→ What the exercise asks: Copy all lines in the material holding the string "rank".

→ Exercise data:
PR #271, opened 2025-04-22
Transpiler API for noise models

thierry-martinez:
Introduce a new API for noise models, which transpile perfect patterns
into noisy ones. Noisy patterns use an additional command, `A`, to
apply a noise operator to a subset of qubits.

The existing `Command` type remains unchanged and does not include `A`.
We introduce:

- `CommandOrNoise` — a union of all pattern commands plus `A`
- `NoiseCommands` — a sequence of `CommandOrNoise`, i.e. a noisy pattern

A noise model must implement the three abstract methods of `NoiseModel`:

- `input_nodes(self, nodes: list[int]) -> NoiseCommands`
  Noisy commands to apply to the input nodes.

- `command(self, cmd: CommandOrNoise) -> NoiseCommands`
  Generate a noisy pattern sequence for a single command. Noise may
  be inserted before or after the command, or the command itself
  may be modified (e.g., rerouted to a different qubit). The input
  can be either a perfect command or a noise command, enabling
  composition of multiple noise effects.

- `confuse_result(self, cmd: BaseM, result: bool) -> bool`
  Optionally modify the outcome of a measurement.

We provide two concrete noise models:

- `DepolarisingNoiseModel`
- `ComposeNoiseModel` — compose multiple noise models in sequence

Abstract base class `Noise` encapsulates a noise operator:

- `nqubits(self) -> int`
  Number of qubits targeted by this noise (must match the arity of `A`).

- `to_kraus_channel(self) -> KrausChannel`
  Returns the Kraus description, used by the density‑matrix backend.
  Backends can also inspect the `Noise` subclass (e.g. `DepolarisingNoise`)
  directly without parsing Kraus operators.


graphix/noise_models/depolarising_noise_model.py
```diff
@@ -0,0 +1,103 @@
...
+    ) -> None:
+        self.prepare_error_prob = prepare_error_prob
+        self.x_error_prob = x_error_prob
+        self.z_error_prob = z_error_prob
+        self.entanglement_error_prob = entanglement_error_prob
+        self.measure_error_prob = measure_error_prob
+        self.measure_channel_prob = measure_channel_prob
+        self.rng = ensure_rng(rng)
+
+    def input_nodes(self, nodes: list[int]) -> NoiseCommands:
```
EarlMilktea, line 76:
```suggestion
    def input_nodes(self, nodes: Iterable[int]) -> NoiseCommands:
```

graphix/noise_models/noise_model.py
```diff
@@ -2,63 +2,89 @@
...
+NoiseCommands = list[CommandOrNoise]
+
+
+class NoiseModel(ABC):
+    """Abstract base class for all noise models."""
 
-    @abc.abstractmethod
-    def confuse_result(self, result: bool) -> bool:
+    @abstractmethod
+    def input_nodes(self, nodes: list[int]) -> NoiseCommands:
```
EarlMilktea, line 53:
```suggestion
    def input_nodes(self, nodes: Iterable[int]) -> NoiseCommands:
```

graphix/noise_models/noise_model.py
```diff
@@ -2,63 +2,89 @@
...
+        return [n_cmd for cmd in sequence for n_cmd in self.command(cmd)]
+
+
+@dataclass(frozen=True)
+class ComposeNoiseModel(NoiseModel):
+    """Compose noise models."""
+
+    models: list[NoiseModel]
+
+    def input_nodes(self, nodes: list[int]) -> NoiseCommands:
```
EarlMilktea, line 75:
```suggestion
    def input_nodes(self, nodes: Iterable[int]) -> NoiseCommands:
```

graphix/noise_models/noiseless_noise_model.py
```diff
@@ -15,44 +16,14 @@ class NoiselessNoiseModel(NoiseModel):
...
-    @typing_extensions.override
-    def prepare_qubit(self) -> KrausChannel:
-        """Return the channel to apply after clean single-qubit preparation. Here just identity."""
-        return KrausChannel([KrausData(1.0, np.eye(2))])
-
-    @typing_extensions.override
-    def entangle(self) -> KrausChannel:
-        """Return noise model to qubits that happens after the CZ gates."""
-        return KrausChannel([KrausData(1.0, np.eye(4))])
+    def input_nodes(self, nodes: list[int]) -> NoiseCommands:
```
EarlMilktea, line 19:
```suggestion
    def input_nodes(self, nodes: Iterable[int]) -> NoiseCommands:
```

graphix/noise_models/depolarising_noise_model.py
```diff
@@ -0,0 +1,103 @@
+"""Depolarising noise model."""
```
EarlMilktea, line 1: Please add `@typing_extensions.override` to all the overriding method implementations.

graphix/sim/density_matrix.py
```diff
@@ -202,7 +203,7 @@ def expectation_single(self, op: npt.NDArray, i: int) -> complex:
 
         return np.trace(rho_tensor.reshape((2**self.nqubit, 2**self.nqubit)))
 
-    def dims(self) -> list[int]:
+    def dims(self) -> tuple[int, ...]:
```
EarlMilktea, line 206: Isn't it possible to somehow maintain the length of tuple?

graphix/sim/density_matrix.py
```diff
@@ -366,6 +369,11 @@ def apply_channel(self, channel: KrausChannel, qargs: Collection[int]) -> None:
         indices = [self.node_index.index(i) for i in qargs]
         self.state.apply_channel(channel, indices)
 
+    def apply_noise(self, nodes: list[int], noise: Noise) -> None:
```
EarlMilktea, line 372: `Iterable`

thierry-martinez: Fixed in d9f6e2a (with `Collection`, since nodes are supposed to be indexable in `apply_channel`).

graphix/simulator.py
```diff
@@ -60,7 +57,7 @@ def set_measure_result(self, node: int, result: bool) -> None:
 class DefaultMeasureMethod(MeasureMethod):
     """Default measurement method implementing standard measurement plane/angle update for MBQC."""
 
-    def __init__(self, results=None):
+    def __init__(self, results: dict[int, bool] | None = None) -> None:
```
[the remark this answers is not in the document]
thierry-martinez: Fixed in d9f6e2a.

graphix/noise_models/noise_model.py
thierry-martinez: Fixed in d573e7f6.

graphix/noise_models/noise_model.py
```diff
@@ -2,63 +2,89 @@
...
-    from graphix.simulator import PatternSimulator
 
 
-class NoiseModel(abc.ABC):
-    """Abstract base class for all noise models."""
+class Noise(ABC):
+    """Abstract base class for noise."""
+
+    @abstractmethod
+    def nqubits(self) -> int:
```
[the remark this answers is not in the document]
thierry-martinez: Fixed in a17adf7.

graphix/noise_models/depolarising_noise_model.py
```diff
@@ -0,0 +1,103 @@
...
+
+if TYPE_CHECKING:
+    from numpy.random import Generator
+
+
+@dataclass
+class DepolarisingNoise(Noise):
+    """One-qubit depolarising noise with probabibity `prob`."""
+
+    prob: float
```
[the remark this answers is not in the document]
thierry-martinez: I used a descriptor in 043d250.

graphix/noise_models/depolarising_noise_model.py
thierry-martinez: Fixed in 17bca10.

shinich1 (commented):
Thank you! could you,
- update changelog
- update docs
- update or add example

thierry-martinez:
I updated the CHANGELOG and the documentation. In particular, the documentation now includes an updated example on how to define a noise model. I don't know if it is worth adding an example in `examples/`, since what I can share is already in the documentation for now. I think more examples will come when we will implement more interesting noise models. @shinich1, are you ok if we wait for other PRs to have more examples? I can open an issue for that if needed.

graphix/noise_models/depolarising_noise_model.py
```diff
@@ -0,0 +1,118 @@
+"""Depolarising noise model."""
```
EarlMilktea: I feel the file name is too long.

graphix/noise_models/depolarising_noise_model.py
```diff
@@ -0,0 +1,118 @@
...
+
+    from graphix.measurements import Outcome
+
+
+@dataclass
+class DepolarisingNoise(Noise):
+    """One-qubit depolarising noise with probabibity ``prob``."""
+
+    # Probability is a descriptor
+    prob: Probability = Probability()  # noqa: RUF009
```
EarlMilktea: Please do not mix `dataclass` and custom descriptors!
As clearly written in fluent python, we must not use `dataclass` when it's not a simple "data class" .

graphix/noise_models/depolarising_noise_model.py
```diff
@@ -0,0 +1,118 @@
...
+
+    def __init__(
+        self,
+        prepare_error_prob: float = 0.0,
+        x_error_prob: float = 0.0,
+        z_error_prob: float = 0.0,
+        entanglement_error_prob: float = 0.0,
+        measure_channel_prob: float = 0.0,
+        measure_error_prob: float = 0.0,
+        rng: Generator | None = None,
```
EarlMilktea: Can't we pass `rng` when necessary rather than storing in `class` ?

graphix/random_objects.py
```diff
@@ -42,9 +41,7 @@ def rand_unit(sz: int, rng: Generator | None = None) -> npt.NDArray:
 UNITS = np.array([1, 1j])
 
 
-def rand_dm(
-    dim: int, rng: Generator | None = None, rank: int | None = None, dm_dtype=True
-) -> DensityMatrix | npt.NDArray:
+def rand_dm(dim: int, rng: Generator | None = None, rank: int | None = None) -> npt.NDArray:
```
EarlMilktea: Can't we specify the array element type?

graphix/sim/base_backend.py
```diff
@@ -480,6 +476,24 @@ def swap(self, qubits: tuple[int, int]) -> None:
             (control, target) qubit indices
         """
 
+    def apply_noise(self, qubits: list[int], noise: Noise) -> None:  # noqa: ARG002,PLR6301
```
EarlMilktea: Let's use `collections.abc` rather than `list` .

graphix/utils.py
```diff
@@ -82,3 +85,58 @@ def iter_empty(it: Iterator[_T]) -> bool:
     This function consumes the iterator.
     """
     return all(False for _ in it)
+
+
+ValueT = TypeVar("ValueT")
```
EarlMilktea: Let's make it private.

graphix/utils.py
```diff
@@ -82,3 +85,58 @@ def iter_empty(it: Iterator[_T]) -> bool:
...
+    https://docs.python.org/3/howto/descriptor.html#custom-validators
+    """
+
+    def __set_name__(self, owner: object, name: str) -> None:
+        """Set private field name."""
+        self.private_name = "_" + name
+
+    def __get__(self, obj: object, objtype: object = None) -> ValueT:
+        """Get the validated value from the private field."""
+        return cast("ValueT", getattr(obj, self.private_name))
```
EarlMilktea: Please don't cast.

graphix/utils.py
```diff
@@ -82,3 +85,58 @@ def iter_empty(it: Iterator[_T]) -> bool:
     This function consumes the iterator.
     """
     return all(False for _ in it)
+
+
+ValueT = TypeVar("ValueT")
+
+
+class Validator(ABC, Generic[ValueT]):
```
EarlMilktea: I don't think this ABC is necessary, as

- descriptor is rarely used in a dynamic way (ex. passed to generic functions)
- currently there is only one sibling class

I prefer simpler code base to generic abstraction too complex for `mypy` .

graphix/utils.py
```diff
@@ -82,3 +85,58 @@ def iter_empty(it: Iterator[_T]) -> bool:
...
+    https://docs.python.org/3/howto/descriptor.html#custom-validators
+    """
+
+    minvalue: float | None = None
+    maxvalue: float | None = None
+
+    @typing_extensions.override
+    def validate(self, value: object) -> None:
+        """Validate the assigned value."""
+        if not isinstance(value, (int, float)):
```
EarlMilktea: This check would be redundant as it's clearly described in annotations.

graphix/utils.py
```diff
@@ -82,3 +85,58 @@ def iter_empty(it: Iterator[_T]) -> bool:
...
+        self.validate(value)
+        setattr(obj, self.private_name, value)
+
+    @abstractmethod
+    def validate(self, value: ValueT) -> None:
+        """Validate the assigned value."""
+
+
+@dataclass
+class Number(Validator[float]):
```
EarlMilktea: Name `Number` could be too general (actually it's conflicting with `number.Number` )

graphix/utils.py
```diff
@@ -82,3 +85,58 @@ def iter_empty(it: Iterator[_T]) -> bool:
...
+    """Descriptor to validate value.
+
+    https://docs.python.org/3/howto/descriptor.html#custom-validators
+    """
+
+    def __set_name__(self, owner: object, name: str) -> None:
+        """Set private field name."""
+        self.private_name = "_" + name
+
+    def __get__(self, obj: object, objtype: object = None) -> ValueT:
```
EarlMilktea: This `__get__` does not correctly handle attribute accesses via class rather than instance.

EarlMilktea (changes requested):
WIP: Tests are not checked for now!

thierry-martinez:
> WIP: Tests are not checked for now!

Thank you very much for your review! I just added some new tests in bf9f11ad.

graphix/noise_models/depolarising_noise_model.py
thierry-martinez: I renamed it to `depolarising.py` in d9188da7. I moved the `NoiselessNoiseModel` class to `noise_model.py` to avoid the longer module name `noiseless_noise_model.py`, and I thought that `NoiselessNoiseModel` was too trivial to deserve its own module!

graphix/noise_models/depolarising_noise_model.py
thierry-martinez: Fixed in 9898f34d.

graphix/utils.py
thierry-martinez: Fixed in 9898f34d.

graphix/noise_models/depolarising_noise_model.py
thierry-martinez: Fixed in dad7b98b. The fact that `rng` was stored in the noise model was inherited from the previous noise model API, but I extended the new API to pass the `rng` from the simulator as a method argument to avoid storing it in the noise model classes.

graphix/random_objects.py
thierry-martinez: Fixed in c60bc1ac for all `random_objects` functions. Note, the lack of annotation was inherited and not introduced in this PR.

graphix/sim/base_backend.py
thierry-martinez: Fixed in c0c657d8.

graphix/utils.py
thierry-martinez: Fixed in 32659174.

graphix/utils.py
thierry-martinez: Fixed in 9045143a.

graphix/utils.py
thierry-martinez: There is an abstract method `validate`, so `ABC` is needed to prevent `Validator` from being instantiated directly. `mypy` handles abstract base classes correctly.

graphix/utils.py
thierry-martinez: Fixed in c5d96be9.

graphix/utils.py
thierry-martinez: Renamed into `BoundedFloat` in 395a09c5.

graphix/sim/density_matrix.py
```diff
@@ -386,6 +386,20 @@ def apply_channel(self, channel: KrausChannel, qargs: Sequence[int]) -> None:
...
+        Parameters
+        ----------
+        qubits : sequence of ints.
+            Target qubits
+        noise : Noise
+            Noise to apply
+        """
+        channel = noise.to_kraus_channel()
+        self.apply_channel(channel, qubits)
+
```
shinich1, line 402: Do we need this? Minor comment but I feel like this conversion should be handled in backend and not the simulator itself.

shinich1 (commented):
Sorry for the delay. I have two major comments:

1. Why separaete `Noise` and `KrausChannel`? It feels one-to-one
2. the name `A` for the new command is a bit confusing. is it A from 'apply noise'? How about two letters - like `ER` for error, or `CH` for channel? or, `K` for Kraus?

graphix/sim/density_matrix.py
thierry-martinez: Sorry, I missed this comment: the method you cite is indeed defined in the density matrix backend.

graphix/utils.py
```diff
@@ -100,22 +102,33 @@ def __set_name__(self, owner: object, name: str) -> None:
         """Set private field name."""
         self.private_name = "_" + name
 
-    def __get__(self, obj: object, objtype: object = None) -> ValueT:
+    @overload
+    def __get__(self, obj: None, objtype: type | None = None) -> Validator[_ValueT]:  # access on class
```
EarlMilktea: Let's use `typing_extensions.Self` .

graphix/utils.py
```diff
@@ -100,22 +102,33 @@ def __set_name__(self, owner: object, name: str) -> None:
...
 
-    def __set__(self, obj: object, value: ValueT) -> None:
+    def __set__(self, obj: object, value: _ValueT) -> None:
         """Validate and set the value in the private field."""
         self.validate(value)
         setattr(obj, self.private_name, value)
 
     @abstractmethod
-    def validate(self, value: ValueT) -> None:
+    def validate(self, value: _ValueT) -> None:
```
EarlMilktea, line 127: One suggestion: how about changing its its signature to `(self, value: object) -> TypeGuard[_ValueT]` and perform type validations inside?
This might make `Any` -> `_ValueT` casting a bit safer.

```py
# Any type narrowed without validation!
result: _ValueT = getattr(obj, self.private_name)
```

graphix/utils.py
thierry-martinez: Fixed in 5d190d4.

graphix/utils.py
thierry-martinez: Adding a `TypeGuard` in the signature of validate won’t make the `getattr` call in `__get__` any safer, since validate is only invoked in the setter, not in the getter. Calling validate in the getter would defeat the purpose of the validator, which is to enforce the value invariant once, without rechecking it on every access.

The unsafety of using getattr/setattr here is inherent to the descriptor/validator protocol. I could revert to the pre-descriptor version (commit a2675b94, implementing your suggestion: https://github.com/TeamGraphix/graphix/pull/271#discussion_r2054210711), but I still think this kind of validation is valuable to keep. The `utils.py` module is typically where we encapsulate unsafe typing hacks into safe, reusable interfaces.

thierry-martinez: Another point: adding a `TypeGuard` does not actually make the code safer, since type checkers do not verify that the declared type guard matches the actual checks performed in the function body. TypeGuards are useful for strengthening the contract expressed by a function’s signature, bypassing the type checker’s inference. In this code, however, the validator invariant is already enforced by the contract exposed through the getter and setter.

EarlMilktea: OK I see. Let's keep going!

graphix/noise_models/__init__.py
```diff
@@ -2,7 +2,24 @@
...
-__all__ = ["NoiseModel", "NoiselessNoiseModel"]
+__all__ = [
+    "ApplyNoise",
+    "CommandOrNoise",
+    "ComposeNoiseModel",
+    "DepolarisingNoise",
+    "DepolarisingNoiseModel",
+    "Noise",
+    "NoiseModel",
+    "NoiselessNoiseModel",
```
EarlMilktea: Why not reduce `__all__` entries?
Especially I believe `NoiselessNoiseModel` and `CommandOrNoise` do not contribute to better UX as they're rarely necessary in user codes.

thierry-martinez: I removed `NoiselessNoiseModel` from `__all__` in 324d597. However, `CommandOrNoise` belongs to the API that users must implement to define a new `NoiseModel` subclass, so it makes sense to keep it.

→ Reply:
-    dim: int, rng: Generator | None = None, rank: int | None = None, dm_dtype=True
+def rand_dm(dim: int, rng: Generator | None = None, rank: int | None = None) -> npt.NDArray:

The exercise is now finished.